Ennai Urulai Kizhangu Varuval – Chettinad Spicy Potato Roast
The Chettinad Potato Roast is a perfect match of two very important things in my food experience – potatoes and aromatic balanced spices! I am a spice addict. Days when I have had long tiring experience I open my spice cupboard and stand in front of it. That is my home-grown therapy!
Hence the natural pull towards Chettinad cuisine which is spicy, aromatic and has liberal use of oil. Popular spices used are peppercorn, cinnamon, bay leaves, cardamom, nutmeg, green and red chilies, coriander, cumin, fenugreek and star anise. In the 13th century the Nattukottai Chettiars migrated to Karaikudi from the Cauvery Poompattinam, following a massive flood. The new settlement eventually became the Chettinad region (Land of the Chettiars), out of which around 75 villages still exist today. Starting as traders, the Chettiar’s travels took them to various places in South East. And thank god for it because with them came about the Chettinad cuisine which marries their coastal memories with adapting to a dry-arid region!

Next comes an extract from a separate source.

PR #2691, opened 2026-07-13
Move Cygwin from SDL to X

fghalasz:
This PR depends on PR#549 in the Maiko repo.

SDL no longer works reliably with Cygwin.  This PR includes the changes to the medley script and the Cygwin installer that are required to move Cygwin from SDL to X.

Varuval is a common Chettinad way of cooking – which is basically a dry dish, fried with spices and onions. The freshly ground masalas should be hand pounded on mortar and pestles to lend an earthy flavor. The dish is best made with baby potatoes and can be served as a side dish or appetizer.

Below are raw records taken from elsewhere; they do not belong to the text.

PR #2692, opened 2026-07-13
merge FIXMETA into LLKEY

masinter:


pamoroso:

masinter:
from @nbriggs 
> This doesn't seem right.  The left Alt key on a mac, when you're running X, is NOT the meta key -- the Command key is the meta key.  If you're running SDL, the default is for the left Alt key to be the meta key. The default mapping happens in the Maiko code.  Some people prefer meta on Command, others prefer meta on Alt.

> Can we have a design discussion, on e-mail, about what it *should* be doing rather than just putting hacks into the lisp code.

nbriggs:
With X as the display subsystem, on a Mac, the left alt key (aka option) is the Lisp key `DEF'N` or `EXPAND`.  The left command key is the Lisp key `BLANK-TOP`, `KEYBOARD`, `DBK-META`.

WIth SDL as the display subsystem, the left command key is not mapped, but the left alt key is the Lisp key  `BLANK-TOP`, `KEYBOARD`, `DBK-META`.

This should be made consistent -- if there's not reason to do otherwise, I'd make it the X11 mapping -- but some portion of the users will want to add (or maybe already have) KEYACTION calls to put the `(METADOWN . METAUP)` action onto the key *they* want rather than the default.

They say in South India that “one is lucky to eat like a Chettiar”. So a good thing to do is to make a jar full of the spice mix and have it in your kitchen to jazz up many a dish.
Ennai Urulai Kizhangu Varuval
Baby potatoes, boiled and peeled: ½ kilo; Coconut oil: 3-4 tbsp; Mustard seeds: ½ tsp; Urad dal: ½ tsp; Curry leaves: 2 sprigs; Medium onions, sliced fine: 2; Green chillies, chopped: 2; Ginger garlic paste: 2 tbsp; Medium tomatoes, diced: 2; Turmeric: ½ tsp; Salt to taste; Chettinad spice powder: 2 tbsp; Coriander leaves, for garnish
- Heat oil in a panand temper with mustard seeds. Once the mustard starts spluttering, add the urad dal and the curry leaves;
- Add the onions and fry till golden brown;
- Add the green chillies and the ginger garlic paste and fry till the raw smell evaporates;
- Add tomatoes and fry on a low flame till oil floats on top of the spices;
- Add in the ground masala, turmeric and salt. Toss to coat evenly;
- Add half a cup of water and cook over low flame till the sauce thickens;
- Add potatoes, increase the flame and fry until almost dry and crisp spots appear on the spuds;
- Remove from heat and serve garnished with chopped coriander leaves.
Chettinad Spice Mix
Coconut Oil: ½ tsp; Cumin seeds: 2 tsp; Peppercorns: 1 tsp; Coriander seeds : 2 tbsp; Dry red chillies : 4 to 5; Fennel seeds: 1 tbsp; Cinnamon stick : 1 inch; Curry leaves : 1 sprig; Garlic: 4 pods; Ginger (shredded): 2 tbsp; Green cardamom: 3-4 pods; Cloves: 5-6, Nutmeg: ¼ tsp; Shredded coconut – ¼ cup
- Fry the ginger, garlic and coconut in the oil;
- Dry roast spices individually;
- Mix all the ingredients and grind to a fine powder.